Menu ▼

The science behind remote work

I discovered an interesting lecture posted on Mastodon several weeks ago. Dr. Janet Vertesi (Associate Professor of Sociology Princeton University) presented Remote Work the Good, the Bad, the Ugly, and the Way Forward for FSW Workshop 2023 hosted by Jet Propulsion Laboratory. The lecture is a compilation of findings from more than four decades of studying remote work; it’s not a new phenomenon as many think.

I copied key findings from several slides (all content in bullet points is copied) for easier reference in the future and added a few comments where appropriate. I highly recommend watching the lecture if you want more details, study references, and additional commentary from Dr. Vertesi.

There are advantages to bringing distributed teammates together to solve complex problems, BUT:

(minute 6)

  • It can’t be entirely remote. Remote work requires in-person time, including travel to participating sites and socializing among members.
  • Remote work trends toward miscommunication and personal conflict without significant work to produce and sustain situational awareness and strong ties.
  • It requires particular organization of the work. It’s best suited for tasks that are not highly integrative or creative, and for organizations that are more hierarchical than flat.
  • It takes up to 3x more time to do integrative tasks remotely and requires more coordination meetings, but workers feel more productive solo & dislike meetings.
  • Workers feel competent getting the job done in their own way, but it’s hard to stay abreast of developments and negatively impacts their assessments of teammates.

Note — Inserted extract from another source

PR #2761, opened 2026-06-11
BB-787: Exit consumer stuck past rebalance drain timeout

anurag4DSB:
Note: 1 test failing on this branch is a known and not related to this PR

It’s all about communication

(minute 8)

  • Functional teams experience clear communication, to and from managers and among teammates, about group goals and tasks.
  • It’s not just about direct expression! Communication requires common ground upheld by situational awareness, peripheral cues, culture, and informal interactions, spontaneous communication.
  • People try to ground their conversations with as little effort as possible.
  • Collocation facilitates this readily and imperceptibly: “the frequency of spontaneous, informal communication has dramatic effects on the strength of …ties and on the evolution of activities that people do together…”
  • Too little face time produces miscommunication and stress, including misunderstandings over email, phone, text, chat.
  • Without situational awareness and common ground, task awareness-including group status, direction, and co-workers' activities-is more limited, and workers attend more to their task at hand.

The last statement reminds me of a summary of another study of Microsoft employees I wrote about two years ago in the middle of the pandemic:

Our results show that firm-wide remote work caused the collaboration network of workers to become more static and siloed, with fewer bridges between disparate parts. Furthermore, there was a decrease in synchronous communication and an increase in asynchronous communication. Together, these effects may make it harder for employees to acquire and share new information across the network.

It’s something I observed at Google too. Existing strong ties can be maintained through technology, but weak ties are much more difficult to turn into strong ties remotely. Weak ties are essential to innovation, so one needs to put in extra effort to reach out and communicate and not tend to only immediate transactional needs of a project.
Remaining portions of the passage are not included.